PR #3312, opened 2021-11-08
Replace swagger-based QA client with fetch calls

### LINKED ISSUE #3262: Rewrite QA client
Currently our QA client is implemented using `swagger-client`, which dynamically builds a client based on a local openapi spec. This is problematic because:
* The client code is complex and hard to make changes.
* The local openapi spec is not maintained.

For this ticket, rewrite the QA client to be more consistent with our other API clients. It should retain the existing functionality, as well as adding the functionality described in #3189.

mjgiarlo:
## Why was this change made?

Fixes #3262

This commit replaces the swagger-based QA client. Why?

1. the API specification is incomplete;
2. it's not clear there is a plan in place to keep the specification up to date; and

+---+

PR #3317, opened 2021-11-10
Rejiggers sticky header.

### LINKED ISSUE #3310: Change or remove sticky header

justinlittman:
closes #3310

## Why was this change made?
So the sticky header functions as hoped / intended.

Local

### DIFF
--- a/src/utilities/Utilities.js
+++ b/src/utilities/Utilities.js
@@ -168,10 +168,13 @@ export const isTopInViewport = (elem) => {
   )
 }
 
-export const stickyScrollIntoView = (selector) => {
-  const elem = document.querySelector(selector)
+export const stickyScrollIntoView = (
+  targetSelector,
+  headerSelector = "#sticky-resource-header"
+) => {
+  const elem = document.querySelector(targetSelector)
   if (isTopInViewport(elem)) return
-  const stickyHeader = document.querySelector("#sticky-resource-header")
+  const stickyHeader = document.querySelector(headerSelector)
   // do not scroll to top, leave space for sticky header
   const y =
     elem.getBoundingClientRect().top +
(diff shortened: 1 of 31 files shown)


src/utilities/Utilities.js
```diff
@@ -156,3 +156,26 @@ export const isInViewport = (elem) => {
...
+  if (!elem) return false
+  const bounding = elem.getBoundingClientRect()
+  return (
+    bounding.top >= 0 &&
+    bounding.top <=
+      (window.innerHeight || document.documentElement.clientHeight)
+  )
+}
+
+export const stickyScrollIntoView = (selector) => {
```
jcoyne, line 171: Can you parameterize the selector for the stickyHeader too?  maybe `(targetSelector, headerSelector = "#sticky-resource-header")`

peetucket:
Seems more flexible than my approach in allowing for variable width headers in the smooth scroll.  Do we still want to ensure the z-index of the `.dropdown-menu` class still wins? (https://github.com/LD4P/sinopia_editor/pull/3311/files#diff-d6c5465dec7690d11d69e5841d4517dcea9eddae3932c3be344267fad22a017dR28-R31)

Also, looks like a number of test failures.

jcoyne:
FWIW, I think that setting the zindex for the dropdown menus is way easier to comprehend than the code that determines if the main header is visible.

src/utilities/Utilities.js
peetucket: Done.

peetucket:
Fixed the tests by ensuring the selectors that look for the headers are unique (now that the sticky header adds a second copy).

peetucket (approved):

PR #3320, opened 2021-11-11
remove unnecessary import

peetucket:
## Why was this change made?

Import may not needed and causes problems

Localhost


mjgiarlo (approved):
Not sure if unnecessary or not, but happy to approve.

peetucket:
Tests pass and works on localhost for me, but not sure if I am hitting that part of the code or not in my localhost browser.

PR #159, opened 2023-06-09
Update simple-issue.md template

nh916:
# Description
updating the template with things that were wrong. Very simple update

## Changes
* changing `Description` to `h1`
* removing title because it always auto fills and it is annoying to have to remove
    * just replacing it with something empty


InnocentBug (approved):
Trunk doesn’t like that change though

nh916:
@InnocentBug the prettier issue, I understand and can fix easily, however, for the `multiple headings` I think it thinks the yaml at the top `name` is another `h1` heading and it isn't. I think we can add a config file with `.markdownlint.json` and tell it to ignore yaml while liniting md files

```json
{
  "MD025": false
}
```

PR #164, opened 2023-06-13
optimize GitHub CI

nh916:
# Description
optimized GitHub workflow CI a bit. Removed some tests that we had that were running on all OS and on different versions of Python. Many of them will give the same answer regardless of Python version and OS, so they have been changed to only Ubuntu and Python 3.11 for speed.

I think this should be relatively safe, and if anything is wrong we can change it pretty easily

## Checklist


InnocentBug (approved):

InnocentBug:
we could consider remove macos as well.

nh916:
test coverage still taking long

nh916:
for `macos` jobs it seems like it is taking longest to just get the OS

+---+

» **The problem**
State the count of lines in the material above that include "should", with no other words.

» **Your solution**
2